EXERCISE BRIEF ▸
Each entry needs to be duplicated exactly.
┌──
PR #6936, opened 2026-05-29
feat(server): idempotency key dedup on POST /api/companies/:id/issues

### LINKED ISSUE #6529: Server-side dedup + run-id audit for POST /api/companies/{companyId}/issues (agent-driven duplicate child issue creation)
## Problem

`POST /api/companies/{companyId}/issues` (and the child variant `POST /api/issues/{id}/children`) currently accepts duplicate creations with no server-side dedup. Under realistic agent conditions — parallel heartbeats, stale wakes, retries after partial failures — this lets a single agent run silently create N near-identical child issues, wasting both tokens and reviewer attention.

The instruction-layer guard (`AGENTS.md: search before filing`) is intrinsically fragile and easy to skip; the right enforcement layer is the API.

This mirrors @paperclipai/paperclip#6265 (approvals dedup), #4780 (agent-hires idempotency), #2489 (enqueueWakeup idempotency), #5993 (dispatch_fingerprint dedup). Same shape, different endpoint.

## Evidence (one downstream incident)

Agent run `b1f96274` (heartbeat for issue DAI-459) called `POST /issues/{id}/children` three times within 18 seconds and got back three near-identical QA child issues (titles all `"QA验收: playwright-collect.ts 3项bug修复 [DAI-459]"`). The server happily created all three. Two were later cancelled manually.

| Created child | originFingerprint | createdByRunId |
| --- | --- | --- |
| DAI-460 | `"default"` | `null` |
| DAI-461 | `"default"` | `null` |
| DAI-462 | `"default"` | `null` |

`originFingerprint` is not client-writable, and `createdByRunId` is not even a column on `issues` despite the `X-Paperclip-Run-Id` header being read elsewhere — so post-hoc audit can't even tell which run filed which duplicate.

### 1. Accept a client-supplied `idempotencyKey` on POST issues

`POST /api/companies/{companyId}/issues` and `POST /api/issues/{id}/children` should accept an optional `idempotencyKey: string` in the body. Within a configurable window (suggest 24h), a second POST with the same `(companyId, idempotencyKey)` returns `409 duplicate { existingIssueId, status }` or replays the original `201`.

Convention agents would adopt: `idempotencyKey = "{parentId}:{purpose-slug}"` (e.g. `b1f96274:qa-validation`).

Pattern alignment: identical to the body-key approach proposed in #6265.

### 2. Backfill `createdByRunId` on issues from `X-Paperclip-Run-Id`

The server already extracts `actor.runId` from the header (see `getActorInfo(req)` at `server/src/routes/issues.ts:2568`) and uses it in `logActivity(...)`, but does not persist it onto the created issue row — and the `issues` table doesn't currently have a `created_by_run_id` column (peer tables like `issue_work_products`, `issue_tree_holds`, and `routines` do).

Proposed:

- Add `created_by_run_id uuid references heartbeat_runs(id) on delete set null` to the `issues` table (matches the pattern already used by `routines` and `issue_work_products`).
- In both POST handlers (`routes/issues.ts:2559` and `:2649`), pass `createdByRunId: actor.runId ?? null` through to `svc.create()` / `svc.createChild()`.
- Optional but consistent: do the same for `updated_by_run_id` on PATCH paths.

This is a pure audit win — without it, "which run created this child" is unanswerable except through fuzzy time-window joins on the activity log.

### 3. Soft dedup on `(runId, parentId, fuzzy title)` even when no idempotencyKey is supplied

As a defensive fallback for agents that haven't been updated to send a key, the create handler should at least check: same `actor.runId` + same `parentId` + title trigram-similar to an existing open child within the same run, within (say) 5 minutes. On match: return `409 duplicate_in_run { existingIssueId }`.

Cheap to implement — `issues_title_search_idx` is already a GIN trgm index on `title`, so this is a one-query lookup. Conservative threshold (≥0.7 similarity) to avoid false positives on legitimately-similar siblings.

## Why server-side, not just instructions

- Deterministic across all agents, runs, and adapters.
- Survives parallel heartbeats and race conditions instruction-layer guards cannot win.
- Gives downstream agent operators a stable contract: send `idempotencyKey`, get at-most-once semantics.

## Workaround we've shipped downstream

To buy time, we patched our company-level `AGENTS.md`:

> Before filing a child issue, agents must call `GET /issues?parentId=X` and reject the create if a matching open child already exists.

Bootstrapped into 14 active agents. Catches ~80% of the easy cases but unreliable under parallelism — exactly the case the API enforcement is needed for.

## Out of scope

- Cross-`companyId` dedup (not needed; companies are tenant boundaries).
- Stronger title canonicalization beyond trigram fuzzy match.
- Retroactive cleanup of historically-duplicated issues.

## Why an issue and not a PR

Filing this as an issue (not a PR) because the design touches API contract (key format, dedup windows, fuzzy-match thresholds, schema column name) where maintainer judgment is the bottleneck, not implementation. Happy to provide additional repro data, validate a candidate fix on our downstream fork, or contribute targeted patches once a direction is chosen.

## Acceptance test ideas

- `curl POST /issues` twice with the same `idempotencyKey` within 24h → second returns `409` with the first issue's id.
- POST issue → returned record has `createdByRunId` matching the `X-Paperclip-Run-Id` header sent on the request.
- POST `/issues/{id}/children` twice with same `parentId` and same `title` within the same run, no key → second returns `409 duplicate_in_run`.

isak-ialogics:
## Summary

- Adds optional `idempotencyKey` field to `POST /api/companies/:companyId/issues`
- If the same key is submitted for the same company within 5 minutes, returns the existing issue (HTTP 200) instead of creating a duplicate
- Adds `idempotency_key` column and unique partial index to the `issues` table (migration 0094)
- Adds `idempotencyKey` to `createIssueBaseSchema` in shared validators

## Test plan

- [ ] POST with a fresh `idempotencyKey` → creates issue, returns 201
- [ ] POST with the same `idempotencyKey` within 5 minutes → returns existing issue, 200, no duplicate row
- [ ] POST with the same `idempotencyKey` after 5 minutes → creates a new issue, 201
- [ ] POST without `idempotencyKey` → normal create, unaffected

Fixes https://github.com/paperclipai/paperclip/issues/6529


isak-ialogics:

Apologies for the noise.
└──
RESULT OF THE EXERCISE ▸
PR #6936, opened 2026-05-29
feat(server): idempotency key dedup on POST /api/companies/:id/issues

### LINKED ISSUE #6529: Server-side dedup + run-id audit for POST /api/companies/{companyId}/issues (agent-driven duplicate child issue creation)
## Problem

`POST /api/companies/{companyId}/issues` (and the child variant `POST /api/issues/{id}/children`) currently accepts duplicate creations with no server-side dedup. Under realistic agent conditions — parallel heartbeats, stale wakes, retries after partial failures — this lets a single agent run silently create N near-identical child issues, wasting both tokens and reviewer attention.

The instruction-layer guard (`AGENTS.md: search before filing`) is intrinsically fragile and easy to skip; the right enforcement layer is the API.

This mirrors @paperclipai/paperclip#6265 (approvals dedup), #4780 (agent-hires idempotency), #2489 (enqueueWakeup idempotency), #5993 (dispatch_fingerprint dedup). Same shape, different endpoint.

## Evidence (one downstream incident)

Agent run `b1f96274` (heartbeat for issue DAI-459) called `POST /issues/{id}/children` three times within 18 seconds and got back three near-identical QA child issues (titles all `"QA验收: playwright-collect.ts 3项bug修复 [DAI-459]"`). The server happily created all three. Two were later cancelled manually.

| Created child | originFingerprint | createdByRunId |
| --- | --- | --- |
| DAI-460 | `"default"` | `null` |
| DAI-461 | `"default"` | `null` |
| DAI-462 | `"default"` | `null` |

`originFingerprint` is not client-writable, and `createdByRunId` is not even a column on `issues` despite the `X-Paperclip-Run-Id` header being read elsewhere — so post-hoc audit can't even tell which run filed which duplicate.

### 1. Accept a client-supplied `idempotencyKey` on POST issues

`POST /api/companies/{companyId}/issues` and `POST /api/issues/{id}/children` should accept an optional `idempotencyKey: string` in the body. Within a configurable window (suggest 24h), a second POST with the same `(companyId, idempotencyKey)` returns `409 duplicate { existingIssueId, status }` or replays the original `201`.

Convention agents would adopt: `idempotencyKey = "{parentId}:{purpose-slug}"` (e.g. `b1f96274:qa-validation`).

Pattern alignment: identical to the body-key approach proposed in #6265.

### 2. Backfill `createdByRunId` on issues from `X-Paperclip-Run-Id`

The server already extracts `actor.runId` from the header (see `getActorInfo(req)` at `server/src/routes/issues.ts:2568`) and uses it in `logActivity(...)`, but does not persist it onto the created issue row — and the `issues` table doesn't currently have a `created_by_run_id` column (peer tables like `issue_work_products`, `issue_tree_holds`, and `routines` do).

Proposed:

- Add `created_by_run_id uuid references heartbeat_runs(id) on delete set null` to the `issues` table (matches the pattern already used by `routines` and `issue_work_products`).
- In both POST handlers (`routes/issues.ts:2559` and `:2649`), pass `createdByRunId: actor.runId ?? null` through to `svc.create()` / `svc.createChild()`.
- Optional but consistent: do the same for `updated_by_run_id` on PATCH paths.

This is a pure audit win — without it, "which run created this child" is unanswerable except through fuzzy time-window joins on the activity log.

### 3. Soft dedup on `(runId, parentId, fuzzy title)` even when no idempotencyKey is supplied

As a defensive fallback for agents that haven't been updated to send a key, the create handler should at least check: same `actor.runId` + same `parentId` + title trigram-similar to an existing open child within the same run, within (say) 5 minutes. On match: return `409 duplicate_in_run { existingIssueId }`.

Cheap to implement — `issues_title_search_idx` is already a GIN trgm index on `title`, so this is a one-query lookup. Conservative threshold (≥0.7 similarity) to avoid false positives on legitimately-similar siblings.

## Why server-side, not just instructions

- Deterministic across all agents, runs, and adapters.
- Survives parallel heartbeats and race conditions instruction-layer guards cannot win.
- Gives downstream agent operators a stable contract: send `idempotencyKey`, get at-most-once semantics.

## Workaround we've shipped downstream

To buy time, we patched our company-level `AGENTS.md`:

> Before filing a child issue, agents must call `GET /issues?parentId=X` and reject the create if a matching open child already exists.

Bootstrapped into 14 active agents. Catches ~80% of the easy cases but unreliable under parallelism — exactly the case the API enforcement is needed for.

## Out of scope

- Cross-`companyId` dedup (not needed; companies are tenant boundaries).
- Stronger title canonicalization beyond trigram fuzzy match.
- Retroactive cleanup of historically-duplicated issues.

## Why an issue and not a PR

Filing this as an issue (not a PR) because the design touches API contract (key format, dedup windows, fuzzy-match thresholds, schema column name) where maintainer judgment is the bottleneck, not implementation. Happy to provide additional repro data, validate a candidate fix on our downstream fork, or contribute targeted patches once a direction is chosen.

## Acceptance test ideas

- `curl POST /issues` twice with the same `idempotencyKey` within 24h → second returns `409` with the first issue's id.
- POST issue → returned record has `createdByRunId` matching the `X-Paperclip-Run-Id` header sent on the request.
- POST `/issues/{id}/children` twice with same `parentId` and same `title` within the same run, no key → second returns `409 duplicate_in_run`.

isak-ialogics:
## Summary

- Adds optional `idempotencyKey` field to `POST /api/companies/:companyId/issues`
- If the same key is submitted for the same company within 5 minutes, returns the existing issue (HTTP 200) instead of creating a duplicate
- Adds `idempotency_key` column and unique partial index to the `issues` table (migration 0094)
- Adds `idempotencyKey` to `createIssueBaseSchema` in shared validators

## Test plan

- [ ] POST with a fresh `idempotencyKey` → creates issue, returns 201
- [ ] POST with the same `idempotencyKey` within 5 minutes → returns existing issue, 200, no duplicate row
- [ ] POST with the same `idempotencyKey` after 5 minutes → creates a new issue, 201
- [ ] POST without `idempotencyKey` → normal create, unaffected

Fixes https://github.com/paperclipai/paperclip/issues/6529


isak-ialogics:

Apologies for the noise.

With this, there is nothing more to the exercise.